The first economic policy mistakes have already been made
The German Federal Government has reacted quite rightly with its first major step, the unlimited credit guarantee for affected companies. The second step, however, must be to handle this completely unbureaucratically and also to proceed generously on a large scale in case of repayment problems. The closure of shops and service providers must also be eased quickly as soon as reliable data are available on a significant reduction in new infections.
It will be crucial for the European impact of the crisis that Germany finally understands the poor economic situation in which Italy and France found themselves before the Corona crisis, through no fault of their own. There is already talk again that these countries have not used the “long boom” to restructure their national budgets. This is stupid stuff, because the long upswing never occurred there. Europe, mainly because of its inappropriate fiscal rules, has not used this global upswing and is now entering a global crisis. The political situation in Italy, in particular, could now change dramatically and rapidly if the rest of Europe were to come down on the country again with the same old prejudices.
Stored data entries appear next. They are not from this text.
PR #50, opened 2026-02-28
Office hardening P0: probe Landlock compatibility and fallback

tps-flint:
Implements P0-1 mitigation from office runtime hardening:\n\n- Adds runtime probe in  to test Landlock viability per agent on mounted workspace\n- If probe passes: starts agent under  as normal\n- If probe fails: logs loud warning and falls back to UID-only isolation for that agent\n  - \n\nAlso keeps P0-2/P0-3 behavior unchanged:\n- privilege order remains \n- per-agent workspace/mail config paths still explicit\n\nThis is aimed at Docker Desktop bind-mount incompatibility while preserving nono enforcement on hosts/mounts where Landlock works.

### DIFF
--- a/docker/tps-office-supervisor.sh
+++ b/docker/tps-office-supervisor.sh
@@ -12,6 +12,29 @@ fi
 
 mkdir -p /workspace/.tps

A serious misunderstanding also underlies the ECB President’s statement last week. She apparently believes that the ECB is not responsible for the long-term interest rates of the member states and the spreads between the interest rates of different member countries. However, this is precisely what the ECB is responsible for – and not only in times of crisis, but always. Because the capital markets operate without any rationality, the ECB must never leave the field to these markets. The fact that even today, after all the experience of recent years, Ms Lagarde’s advisers are unaware of this is more than shocking.
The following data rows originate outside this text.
PR #56, opened 2026-02-28
hardening: validate office proxy socket integrity

tps-flint:
## Summary
- add supervisor startup guard for `/var/run/tps-proxy.sock`
- if path exists but is not a UNIX socket, fail startup

## Why
- blocks file/symlink spoofing at the credential proxy path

This crisis, like many other crises before it, shows that every society needs a state that is capable of acting and is competent. The liberal idea of a state that is to be kept permanently small is once again proving to be absurd. It also shows that the privatisation of all areas of life makes no sense at all, because private operators of health-care facilities are not prepared to maintain expensive capacities that are only needed in the event of a crisis. Now the whole economy must be slowed down in order not to overstretch the technical and personnel capacities in the hospitals, which are limited because of the profit imperative of privatisation. This is the only way to cope with bottlenecks in the short term, but it cannot be a model for the future.
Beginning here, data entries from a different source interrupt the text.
PR #73, opened 2026-03-03
feat: ember dogfood — fix TPS agent runtime end-to-end (10 bugs)

tps-anvil:
All bugs found and fixed during first Ember dogfood run. Ember now boots, receives mail, calls LLM via proxy, executes tools, sends replies, and completes multi-turn tool loops.

**Bugs fixed:**
- Bug #6: `proxyUrl` not mapped in config.ts
- Bug #7: `tps mail send` sets `X-TPS-Trust: user` + added `headers` field to MailMessage
- Bug #8: Proxy reads API key from `~/.tps/secrets/anthropic-api-key` file
- Bug #9: Proxy strips `accept-encoding`, drops `content-encoding` (gzip issue)
- Bug #10: Proxy pub key reads raw 32-byte binary `.pub` files
- Bug #11: Proxy Anthropic message format — `role:tool` → `role:user` + `tool_result` blocks
- Bug #12: `rawAssistantMessage` preserved from proxy response (tool_use blocks for multi-turn)
- Bug #13: MailClient polls `{mailDir}/{agentId}/new` not hardcoded `inbox/new`
- Visibility: try/catch around `runtime.start()` for error output

**Tests:** 487 pass, 0 fail

### DIFF
--- a/packages/cli/src/commands/agent.ts
+++ b/packages/cli/src/commands/agent.ts
@@ -386,7 +386,7 @@ export async function runAgent(args: AgentArgs): Promise<void> {
         try {
           await runtime.start();
         } catch (_err) {
-          console.error("❌ Agent runtime crashed:", err);
+          console.error("❌ Agent runtime crashed:", _err);
           process.exit(1);
         }
         return;


tps-sherlock (dismissed):
Security checks out. Nono profile wiring correctly restricts the agent process, trust headers are correctly stamped on terminal-originated mail (in the `sendMessage` utility), and the outbox relay appropriately validates `agentId` against the strict slug regex to prevent directory traversal when routing mail. The proxy config mapping and Flair context injection are also solid. Approved.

With the current uncertainty, it is not possible to plan beyond the day. No one can predict with sufficient certainty whether the measures now being put in place are really sufficient to slow down the spread of the virus or whether improvements will have to be made. That is why it is also very problematic to create horror scenarios or jump to any conclusion at this stage. If two months are not enough, four months can be bridged in the same manner. What happens after that, you have to decide when you have more information available.